__WHAT YOU WILL DO__. Only the number is needed: count the lines below that hold the string "walkers".

_____

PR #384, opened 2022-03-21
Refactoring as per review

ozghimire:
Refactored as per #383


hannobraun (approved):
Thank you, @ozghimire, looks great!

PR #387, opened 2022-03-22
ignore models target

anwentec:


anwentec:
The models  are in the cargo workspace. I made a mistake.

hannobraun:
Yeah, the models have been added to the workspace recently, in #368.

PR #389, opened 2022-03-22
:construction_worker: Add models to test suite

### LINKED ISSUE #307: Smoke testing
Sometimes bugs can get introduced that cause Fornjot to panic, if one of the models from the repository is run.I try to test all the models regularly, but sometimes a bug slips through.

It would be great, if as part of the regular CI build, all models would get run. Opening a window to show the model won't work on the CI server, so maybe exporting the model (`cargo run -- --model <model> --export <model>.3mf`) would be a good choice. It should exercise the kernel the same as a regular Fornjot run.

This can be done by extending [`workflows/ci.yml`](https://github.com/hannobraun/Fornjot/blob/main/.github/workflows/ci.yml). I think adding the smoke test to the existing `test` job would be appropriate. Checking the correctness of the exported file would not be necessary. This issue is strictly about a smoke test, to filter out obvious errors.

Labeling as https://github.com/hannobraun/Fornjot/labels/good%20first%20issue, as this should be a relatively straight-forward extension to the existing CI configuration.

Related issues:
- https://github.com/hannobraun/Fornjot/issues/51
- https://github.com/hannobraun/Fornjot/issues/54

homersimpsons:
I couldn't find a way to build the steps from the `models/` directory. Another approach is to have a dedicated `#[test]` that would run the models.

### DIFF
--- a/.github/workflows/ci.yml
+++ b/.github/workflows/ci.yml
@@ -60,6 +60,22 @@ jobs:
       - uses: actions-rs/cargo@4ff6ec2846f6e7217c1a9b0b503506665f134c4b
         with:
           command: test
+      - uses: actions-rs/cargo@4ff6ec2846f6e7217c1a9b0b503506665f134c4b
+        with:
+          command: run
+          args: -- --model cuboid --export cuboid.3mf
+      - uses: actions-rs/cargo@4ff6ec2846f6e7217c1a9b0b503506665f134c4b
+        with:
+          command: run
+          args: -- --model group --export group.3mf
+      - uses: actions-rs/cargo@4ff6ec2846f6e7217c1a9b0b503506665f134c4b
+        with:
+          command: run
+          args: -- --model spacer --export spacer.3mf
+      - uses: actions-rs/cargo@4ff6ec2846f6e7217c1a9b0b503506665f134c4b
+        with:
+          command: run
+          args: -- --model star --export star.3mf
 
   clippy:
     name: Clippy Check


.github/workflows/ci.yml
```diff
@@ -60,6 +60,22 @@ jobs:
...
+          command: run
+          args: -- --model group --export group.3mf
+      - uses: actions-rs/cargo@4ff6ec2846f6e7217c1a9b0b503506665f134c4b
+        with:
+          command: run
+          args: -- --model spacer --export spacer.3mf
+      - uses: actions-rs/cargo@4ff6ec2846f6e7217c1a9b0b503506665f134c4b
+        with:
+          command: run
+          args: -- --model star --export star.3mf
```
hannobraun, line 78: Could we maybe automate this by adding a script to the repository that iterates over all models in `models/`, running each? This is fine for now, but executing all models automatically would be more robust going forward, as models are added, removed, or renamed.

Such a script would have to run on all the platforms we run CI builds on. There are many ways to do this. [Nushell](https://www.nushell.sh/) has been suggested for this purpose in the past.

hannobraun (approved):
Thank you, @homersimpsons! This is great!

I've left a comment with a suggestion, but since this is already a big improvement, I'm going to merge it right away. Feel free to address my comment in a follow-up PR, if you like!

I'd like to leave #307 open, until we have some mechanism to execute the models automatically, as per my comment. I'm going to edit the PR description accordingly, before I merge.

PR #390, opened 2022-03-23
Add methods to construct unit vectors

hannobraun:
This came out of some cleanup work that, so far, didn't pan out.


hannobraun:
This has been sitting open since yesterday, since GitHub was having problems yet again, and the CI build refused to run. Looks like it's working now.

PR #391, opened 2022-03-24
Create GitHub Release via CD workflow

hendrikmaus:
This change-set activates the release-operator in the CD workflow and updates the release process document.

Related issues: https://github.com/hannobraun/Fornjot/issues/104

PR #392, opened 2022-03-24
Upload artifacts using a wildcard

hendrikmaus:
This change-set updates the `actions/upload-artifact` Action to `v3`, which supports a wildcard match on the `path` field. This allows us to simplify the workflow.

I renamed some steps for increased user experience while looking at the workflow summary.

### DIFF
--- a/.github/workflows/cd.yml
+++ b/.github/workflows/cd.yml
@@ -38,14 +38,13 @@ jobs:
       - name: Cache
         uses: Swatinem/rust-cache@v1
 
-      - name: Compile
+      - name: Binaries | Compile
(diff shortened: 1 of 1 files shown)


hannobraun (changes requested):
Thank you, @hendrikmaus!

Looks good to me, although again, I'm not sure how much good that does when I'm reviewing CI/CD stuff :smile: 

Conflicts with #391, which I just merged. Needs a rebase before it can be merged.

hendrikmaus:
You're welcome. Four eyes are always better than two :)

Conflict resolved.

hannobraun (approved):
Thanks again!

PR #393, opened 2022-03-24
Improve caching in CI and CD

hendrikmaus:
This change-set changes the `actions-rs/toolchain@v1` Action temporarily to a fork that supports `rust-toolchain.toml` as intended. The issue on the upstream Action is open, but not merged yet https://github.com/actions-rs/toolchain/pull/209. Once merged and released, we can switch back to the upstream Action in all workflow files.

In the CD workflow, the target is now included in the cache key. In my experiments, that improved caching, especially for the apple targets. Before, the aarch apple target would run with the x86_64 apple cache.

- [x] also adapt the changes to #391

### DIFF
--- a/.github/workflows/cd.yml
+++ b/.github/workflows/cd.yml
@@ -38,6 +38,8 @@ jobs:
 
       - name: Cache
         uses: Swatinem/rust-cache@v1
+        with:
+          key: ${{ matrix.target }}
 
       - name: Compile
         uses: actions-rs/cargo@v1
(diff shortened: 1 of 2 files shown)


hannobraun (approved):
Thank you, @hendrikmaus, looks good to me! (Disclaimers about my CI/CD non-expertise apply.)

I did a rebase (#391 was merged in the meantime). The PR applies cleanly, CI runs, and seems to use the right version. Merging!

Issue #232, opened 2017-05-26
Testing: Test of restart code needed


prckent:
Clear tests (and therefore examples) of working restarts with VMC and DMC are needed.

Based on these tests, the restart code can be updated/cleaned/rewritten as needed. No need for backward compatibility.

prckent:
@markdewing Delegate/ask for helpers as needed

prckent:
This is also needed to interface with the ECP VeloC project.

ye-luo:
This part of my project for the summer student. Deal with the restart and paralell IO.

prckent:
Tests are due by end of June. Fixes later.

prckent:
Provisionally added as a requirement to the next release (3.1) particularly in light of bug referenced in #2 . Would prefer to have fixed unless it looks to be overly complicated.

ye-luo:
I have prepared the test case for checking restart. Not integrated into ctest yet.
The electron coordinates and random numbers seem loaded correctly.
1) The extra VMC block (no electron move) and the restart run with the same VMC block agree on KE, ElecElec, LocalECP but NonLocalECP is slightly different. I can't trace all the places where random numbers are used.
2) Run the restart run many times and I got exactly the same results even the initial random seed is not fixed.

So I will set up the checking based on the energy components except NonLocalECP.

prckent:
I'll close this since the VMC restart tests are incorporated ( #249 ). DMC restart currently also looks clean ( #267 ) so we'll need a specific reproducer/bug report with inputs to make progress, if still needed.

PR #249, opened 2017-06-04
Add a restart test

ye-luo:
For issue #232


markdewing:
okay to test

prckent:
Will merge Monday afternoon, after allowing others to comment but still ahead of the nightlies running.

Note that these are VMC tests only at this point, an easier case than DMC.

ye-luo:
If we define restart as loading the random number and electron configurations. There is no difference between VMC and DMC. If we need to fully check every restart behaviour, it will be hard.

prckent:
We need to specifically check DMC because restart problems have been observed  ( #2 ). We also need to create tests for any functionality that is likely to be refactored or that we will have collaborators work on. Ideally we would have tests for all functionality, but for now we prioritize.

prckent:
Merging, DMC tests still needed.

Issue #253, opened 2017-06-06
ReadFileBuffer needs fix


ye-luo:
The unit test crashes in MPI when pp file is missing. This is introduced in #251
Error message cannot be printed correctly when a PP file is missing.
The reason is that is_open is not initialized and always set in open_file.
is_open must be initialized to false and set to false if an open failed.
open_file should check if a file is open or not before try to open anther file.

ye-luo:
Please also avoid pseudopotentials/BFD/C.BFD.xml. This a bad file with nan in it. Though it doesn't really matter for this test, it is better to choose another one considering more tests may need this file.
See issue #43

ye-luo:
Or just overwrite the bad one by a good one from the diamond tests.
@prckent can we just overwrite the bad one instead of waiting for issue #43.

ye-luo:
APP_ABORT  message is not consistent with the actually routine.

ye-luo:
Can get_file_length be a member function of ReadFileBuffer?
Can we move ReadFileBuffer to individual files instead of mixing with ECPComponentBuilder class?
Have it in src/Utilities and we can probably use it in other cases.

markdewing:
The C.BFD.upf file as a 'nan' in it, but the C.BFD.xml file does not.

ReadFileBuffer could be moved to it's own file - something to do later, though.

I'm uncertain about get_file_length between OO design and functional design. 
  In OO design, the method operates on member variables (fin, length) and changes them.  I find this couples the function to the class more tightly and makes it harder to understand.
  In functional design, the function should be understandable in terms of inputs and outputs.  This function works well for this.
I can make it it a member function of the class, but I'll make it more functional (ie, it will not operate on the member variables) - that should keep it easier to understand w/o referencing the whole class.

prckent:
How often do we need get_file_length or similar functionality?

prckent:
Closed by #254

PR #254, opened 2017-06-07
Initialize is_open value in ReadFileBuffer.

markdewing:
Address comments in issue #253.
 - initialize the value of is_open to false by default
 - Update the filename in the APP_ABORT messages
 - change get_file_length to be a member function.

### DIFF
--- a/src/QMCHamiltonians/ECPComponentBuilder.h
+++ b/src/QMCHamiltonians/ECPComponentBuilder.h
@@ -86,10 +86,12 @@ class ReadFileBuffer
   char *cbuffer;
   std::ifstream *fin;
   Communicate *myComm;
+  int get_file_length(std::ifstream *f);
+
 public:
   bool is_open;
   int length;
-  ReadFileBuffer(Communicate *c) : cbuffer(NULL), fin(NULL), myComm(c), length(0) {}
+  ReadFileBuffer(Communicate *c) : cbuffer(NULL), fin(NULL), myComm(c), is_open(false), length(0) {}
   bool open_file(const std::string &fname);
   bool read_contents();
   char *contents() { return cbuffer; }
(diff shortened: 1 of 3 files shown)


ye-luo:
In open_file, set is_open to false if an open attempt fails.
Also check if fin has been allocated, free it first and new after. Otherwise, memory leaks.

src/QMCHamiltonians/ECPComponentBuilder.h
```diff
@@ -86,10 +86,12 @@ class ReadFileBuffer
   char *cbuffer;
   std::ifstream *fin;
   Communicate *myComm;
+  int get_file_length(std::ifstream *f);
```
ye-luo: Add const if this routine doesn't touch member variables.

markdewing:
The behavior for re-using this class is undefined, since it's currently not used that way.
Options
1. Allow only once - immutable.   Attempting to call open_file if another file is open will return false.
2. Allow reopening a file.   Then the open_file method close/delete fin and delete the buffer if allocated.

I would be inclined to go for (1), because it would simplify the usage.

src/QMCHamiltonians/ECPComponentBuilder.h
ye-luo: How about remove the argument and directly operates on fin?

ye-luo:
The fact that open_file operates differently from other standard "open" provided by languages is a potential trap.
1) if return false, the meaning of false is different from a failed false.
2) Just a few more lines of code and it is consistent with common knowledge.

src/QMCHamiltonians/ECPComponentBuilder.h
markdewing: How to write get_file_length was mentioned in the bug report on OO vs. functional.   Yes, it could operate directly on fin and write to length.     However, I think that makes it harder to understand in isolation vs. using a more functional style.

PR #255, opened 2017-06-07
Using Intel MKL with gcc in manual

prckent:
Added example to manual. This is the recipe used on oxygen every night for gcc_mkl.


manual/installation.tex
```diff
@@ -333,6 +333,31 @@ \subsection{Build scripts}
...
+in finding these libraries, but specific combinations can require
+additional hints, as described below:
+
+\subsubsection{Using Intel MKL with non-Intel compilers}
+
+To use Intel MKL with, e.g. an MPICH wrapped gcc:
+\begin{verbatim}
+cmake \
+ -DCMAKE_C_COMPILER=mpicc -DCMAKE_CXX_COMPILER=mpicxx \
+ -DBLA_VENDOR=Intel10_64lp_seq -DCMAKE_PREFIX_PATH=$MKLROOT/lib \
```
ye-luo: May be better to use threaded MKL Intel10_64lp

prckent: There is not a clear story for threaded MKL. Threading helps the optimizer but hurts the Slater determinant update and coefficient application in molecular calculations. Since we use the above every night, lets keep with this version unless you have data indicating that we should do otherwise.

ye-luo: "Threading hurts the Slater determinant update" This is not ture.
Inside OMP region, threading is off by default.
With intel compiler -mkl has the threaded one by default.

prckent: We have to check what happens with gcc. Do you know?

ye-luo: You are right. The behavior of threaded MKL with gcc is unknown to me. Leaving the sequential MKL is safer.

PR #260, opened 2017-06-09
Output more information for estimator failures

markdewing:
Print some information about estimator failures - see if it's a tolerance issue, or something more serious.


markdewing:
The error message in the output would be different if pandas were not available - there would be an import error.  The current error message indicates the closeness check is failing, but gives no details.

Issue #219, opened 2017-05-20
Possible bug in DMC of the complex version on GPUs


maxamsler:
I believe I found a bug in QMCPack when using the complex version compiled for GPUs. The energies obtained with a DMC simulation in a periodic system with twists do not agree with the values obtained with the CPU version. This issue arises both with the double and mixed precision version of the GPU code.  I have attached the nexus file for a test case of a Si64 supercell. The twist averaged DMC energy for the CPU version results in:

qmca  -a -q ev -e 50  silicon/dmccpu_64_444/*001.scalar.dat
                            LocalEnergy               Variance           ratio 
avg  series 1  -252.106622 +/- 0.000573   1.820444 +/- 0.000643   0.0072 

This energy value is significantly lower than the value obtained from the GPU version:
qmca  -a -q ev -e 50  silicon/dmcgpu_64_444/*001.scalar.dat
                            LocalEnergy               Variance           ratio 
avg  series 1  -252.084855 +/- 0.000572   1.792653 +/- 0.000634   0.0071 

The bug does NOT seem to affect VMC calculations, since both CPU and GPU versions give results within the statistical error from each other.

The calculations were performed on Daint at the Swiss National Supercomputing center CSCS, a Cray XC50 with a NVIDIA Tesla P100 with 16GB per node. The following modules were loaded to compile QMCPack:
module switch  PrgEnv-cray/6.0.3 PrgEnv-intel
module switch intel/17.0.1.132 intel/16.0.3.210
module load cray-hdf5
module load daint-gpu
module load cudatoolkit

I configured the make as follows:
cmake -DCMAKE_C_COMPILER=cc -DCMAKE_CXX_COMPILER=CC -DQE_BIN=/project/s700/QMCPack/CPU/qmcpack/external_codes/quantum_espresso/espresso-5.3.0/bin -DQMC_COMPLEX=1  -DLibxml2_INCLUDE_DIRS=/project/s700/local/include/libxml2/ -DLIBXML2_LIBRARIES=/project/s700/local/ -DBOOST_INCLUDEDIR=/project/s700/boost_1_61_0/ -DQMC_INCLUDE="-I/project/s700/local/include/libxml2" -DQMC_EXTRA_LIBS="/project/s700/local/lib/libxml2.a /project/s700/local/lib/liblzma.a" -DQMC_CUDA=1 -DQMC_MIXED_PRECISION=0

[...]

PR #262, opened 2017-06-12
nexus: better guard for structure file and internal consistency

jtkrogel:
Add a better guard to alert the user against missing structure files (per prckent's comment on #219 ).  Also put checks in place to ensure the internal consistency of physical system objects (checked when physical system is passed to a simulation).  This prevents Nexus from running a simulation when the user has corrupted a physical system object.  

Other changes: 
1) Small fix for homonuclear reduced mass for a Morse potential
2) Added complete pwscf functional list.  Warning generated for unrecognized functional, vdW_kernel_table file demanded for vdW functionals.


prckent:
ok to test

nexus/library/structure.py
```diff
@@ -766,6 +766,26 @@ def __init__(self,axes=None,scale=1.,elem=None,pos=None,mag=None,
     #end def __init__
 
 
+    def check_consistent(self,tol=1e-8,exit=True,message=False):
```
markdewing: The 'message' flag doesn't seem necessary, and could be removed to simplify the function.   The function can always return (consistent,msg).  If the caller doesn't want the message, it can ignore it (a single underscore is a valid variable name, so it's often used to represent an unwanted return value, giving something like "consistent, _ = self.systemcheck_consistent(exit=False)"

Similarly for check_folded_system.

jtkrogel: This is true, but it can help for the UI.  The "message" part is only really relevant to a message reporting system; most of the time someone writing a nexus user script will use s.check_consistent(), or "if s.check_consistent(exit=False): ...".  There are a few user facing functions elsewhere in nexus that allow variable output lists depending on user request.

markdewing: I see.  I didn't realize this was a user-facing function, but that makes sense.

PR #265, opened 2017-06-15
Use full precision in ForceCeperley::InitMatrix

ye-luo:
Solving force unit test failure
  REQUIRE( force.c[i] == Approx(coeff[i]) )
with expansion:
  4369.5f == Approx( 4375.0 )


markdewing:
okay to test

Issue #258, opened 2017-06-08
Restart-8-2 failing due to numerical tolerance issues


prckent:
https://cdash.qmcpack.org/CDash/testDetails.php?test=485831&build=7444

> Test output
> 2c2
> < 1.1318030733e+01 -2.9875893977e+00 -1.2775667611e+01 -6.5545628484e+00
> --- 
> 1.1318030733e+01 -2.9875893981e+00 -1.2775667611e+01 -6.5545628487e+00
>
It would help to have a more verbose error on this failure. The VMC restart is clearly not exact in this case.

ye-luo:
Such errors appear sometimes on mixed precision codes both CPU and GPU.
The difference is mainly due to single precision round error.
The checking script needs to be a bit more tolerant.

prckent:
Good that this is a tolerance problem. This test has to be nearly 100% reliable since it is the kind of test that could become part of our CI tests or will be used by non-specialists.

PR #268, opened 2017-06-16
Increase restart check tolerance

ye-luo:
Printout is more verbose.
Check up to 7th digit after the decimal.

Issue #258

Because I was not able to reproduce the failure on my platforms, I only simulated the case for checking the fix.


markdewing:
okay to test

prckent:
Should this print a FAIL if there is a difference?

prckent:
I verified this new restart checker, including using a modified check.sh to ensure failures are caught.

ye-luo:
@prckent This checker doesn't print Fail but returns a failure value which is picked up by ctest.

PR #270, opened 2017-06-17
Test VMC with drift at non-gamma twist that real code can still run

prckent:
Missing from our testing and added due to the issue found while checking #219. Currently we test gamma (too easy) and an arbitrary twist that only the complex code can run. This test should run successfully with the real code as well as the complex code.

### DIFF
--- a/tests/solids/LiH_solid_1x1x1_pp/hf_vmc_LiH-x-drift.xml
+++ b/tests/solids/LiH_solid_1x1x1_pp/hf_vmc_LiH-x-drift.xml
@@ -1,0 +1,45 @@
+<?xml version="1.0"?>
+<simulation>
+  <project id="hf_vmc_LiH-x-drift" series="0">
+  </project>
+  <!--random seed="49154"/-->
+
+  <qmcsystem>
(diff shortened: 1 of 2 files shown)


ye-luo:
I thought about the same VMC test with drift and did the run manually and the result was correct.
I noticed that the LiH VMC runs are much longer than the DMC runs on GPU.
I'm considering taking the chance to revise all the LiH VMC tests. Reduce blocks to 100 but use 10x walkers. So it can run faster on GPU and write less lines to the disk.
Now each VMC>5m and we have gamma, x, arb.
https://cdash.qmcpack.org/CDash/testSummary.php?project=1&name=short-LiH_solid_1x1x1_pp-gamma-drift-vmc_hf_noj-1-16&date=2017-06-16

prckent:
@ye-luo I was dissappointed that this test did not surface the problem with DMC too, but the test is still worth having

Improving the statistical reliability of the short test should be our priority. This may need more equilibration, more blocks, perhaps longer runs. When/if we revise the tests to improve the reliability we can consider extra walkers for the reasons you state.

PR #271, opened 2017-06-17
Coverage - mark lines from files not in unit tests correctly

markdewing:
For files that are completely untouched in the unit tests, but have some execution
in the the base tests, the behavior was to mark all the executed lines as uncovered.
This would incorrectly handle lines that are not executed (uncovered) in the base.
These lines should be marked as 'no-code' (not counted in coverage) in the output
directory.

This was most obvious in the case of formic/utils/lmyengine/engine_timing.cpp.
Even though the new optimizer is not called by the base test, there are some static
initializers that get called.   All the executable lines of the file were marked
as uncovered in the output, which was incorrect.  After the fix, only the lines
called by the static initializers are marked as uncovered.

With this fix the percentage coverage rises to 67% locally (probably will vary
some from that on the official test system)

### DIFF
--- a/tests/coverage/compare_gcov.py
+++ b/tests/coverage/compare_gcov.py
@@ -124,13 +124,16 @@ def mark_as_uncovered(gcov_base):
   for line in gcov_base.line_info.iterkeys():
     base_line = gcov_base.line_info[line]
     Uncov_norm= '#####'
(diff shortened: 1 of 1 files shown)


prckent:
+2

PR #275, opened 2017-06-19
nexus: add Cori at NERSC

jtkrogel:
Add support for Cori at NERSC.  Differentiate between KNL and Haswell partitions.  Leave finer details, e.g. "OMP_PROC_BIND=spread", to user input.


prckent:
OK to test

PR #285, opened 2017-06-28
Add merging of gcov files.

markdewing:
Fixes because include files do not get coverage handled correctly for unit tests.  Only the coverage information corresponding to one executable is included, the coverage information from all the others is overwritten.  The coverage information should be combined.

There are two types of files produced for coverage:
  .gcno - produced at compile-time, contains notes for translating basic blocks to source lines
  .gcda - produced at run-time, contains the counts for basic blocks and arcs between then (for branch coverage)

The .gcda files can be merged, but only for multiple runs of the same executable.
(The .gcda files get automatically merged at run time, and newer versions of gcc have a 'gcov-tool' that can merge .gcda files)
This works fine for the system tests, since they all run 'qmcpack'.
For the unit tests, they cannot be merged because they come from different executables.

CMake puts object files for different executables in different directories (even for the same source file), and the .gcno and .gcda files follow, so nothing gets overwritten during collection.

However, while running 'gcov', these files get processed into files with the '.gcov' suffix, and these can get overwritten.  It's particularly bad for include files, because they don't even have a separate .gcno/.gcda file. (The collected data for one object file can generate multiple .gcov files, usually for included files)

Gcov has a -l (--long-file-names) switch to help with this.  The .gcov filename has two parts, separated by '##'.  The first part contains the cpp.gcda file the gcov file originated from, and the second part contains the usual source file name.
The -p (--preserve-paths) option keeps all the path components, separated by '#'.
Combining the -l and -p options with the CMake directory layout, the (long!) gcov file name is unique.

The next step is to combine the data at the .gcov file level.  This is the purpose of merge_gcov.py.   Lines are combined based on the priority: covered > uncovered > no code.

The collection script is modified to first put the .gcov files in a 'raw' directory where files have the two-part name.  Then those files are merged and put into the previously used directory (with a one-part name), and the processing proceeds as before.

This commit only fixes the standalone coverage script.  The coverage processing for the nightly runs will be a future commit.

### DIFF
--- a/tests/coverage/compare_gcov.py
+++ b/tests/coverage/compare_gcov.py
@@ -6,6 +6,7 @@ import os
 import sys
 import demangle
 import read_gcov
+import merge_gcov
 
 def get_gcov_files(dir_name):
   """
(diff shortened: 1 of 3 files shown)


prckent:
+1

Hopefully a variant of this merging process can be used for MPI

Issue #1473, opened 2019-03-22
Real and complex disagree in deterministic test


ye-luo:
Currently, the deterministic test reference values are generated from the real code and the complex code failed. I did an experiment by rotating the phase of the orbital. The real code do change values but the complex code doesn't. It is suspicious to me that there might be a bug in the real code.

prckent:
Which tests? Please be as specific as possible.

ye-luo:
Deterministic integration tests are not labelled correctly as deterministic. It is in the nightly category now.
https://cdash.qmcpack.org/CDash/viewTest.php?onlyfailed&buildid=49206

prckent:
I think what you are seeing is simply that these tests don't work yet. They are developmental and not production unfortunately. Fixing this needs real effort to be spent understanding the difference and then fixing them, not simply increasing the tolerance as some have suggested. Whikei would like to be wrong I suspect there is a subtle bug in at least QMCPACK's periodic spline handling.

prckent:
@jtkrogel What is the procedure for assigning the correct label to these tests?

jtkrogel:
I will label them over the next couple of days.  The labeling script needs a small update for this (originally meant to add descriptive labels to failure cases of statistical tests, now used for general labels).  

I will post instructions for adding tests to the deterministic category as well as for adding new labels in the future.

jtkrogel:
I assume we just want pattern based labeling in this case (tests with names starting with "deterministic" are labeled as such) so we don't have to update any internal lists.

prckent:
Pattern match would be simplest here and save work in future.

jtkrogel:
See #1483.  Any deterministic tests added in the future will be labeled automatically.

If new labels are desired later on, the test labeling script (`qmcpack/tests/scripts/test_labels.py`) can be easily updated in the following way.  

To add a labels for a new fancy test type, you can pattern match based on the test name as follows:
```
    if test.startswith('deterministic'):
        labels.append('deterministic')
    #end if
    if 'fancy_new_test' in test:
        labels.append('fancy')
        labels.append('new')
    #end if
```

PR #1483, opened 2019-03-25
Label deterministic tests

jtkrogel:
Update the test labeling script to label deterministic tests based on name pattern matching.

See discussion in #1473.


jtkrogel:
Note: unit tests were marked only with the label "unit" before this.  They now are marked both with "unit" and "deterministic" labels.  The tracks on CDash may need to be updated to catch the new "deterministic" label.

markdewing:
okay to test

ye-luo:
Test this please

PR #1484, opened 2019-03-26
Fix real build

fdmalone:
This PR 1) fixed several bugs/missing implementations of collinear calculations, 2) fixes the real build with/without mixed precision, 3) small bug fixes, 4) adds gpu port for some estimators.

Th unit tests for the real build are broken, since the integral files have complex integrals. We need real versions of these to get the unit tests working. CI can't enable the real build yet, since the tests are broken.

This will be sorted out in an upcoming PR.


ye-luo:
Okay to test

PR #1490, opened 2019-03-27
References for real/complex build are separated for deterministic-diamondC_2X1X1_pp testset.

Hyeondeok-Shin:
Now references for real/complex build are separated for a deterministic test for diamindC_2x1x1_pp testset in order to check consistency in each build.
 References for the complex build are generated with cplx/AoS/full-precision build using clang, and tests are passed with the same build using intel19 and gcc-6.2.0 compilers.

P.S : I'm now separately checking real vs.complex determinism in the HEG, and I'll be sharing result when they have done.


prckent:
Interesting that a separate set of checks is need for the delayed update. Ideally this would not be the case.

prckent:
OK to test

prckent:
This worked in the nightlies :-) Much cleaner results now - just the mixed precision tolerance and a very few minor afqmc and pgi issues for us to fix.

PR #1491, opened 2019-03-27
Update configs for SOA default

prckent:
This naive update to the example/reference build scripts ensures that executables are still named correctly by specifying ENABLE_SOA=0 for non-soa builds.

_____

__FINISHED EXERCISE__. 2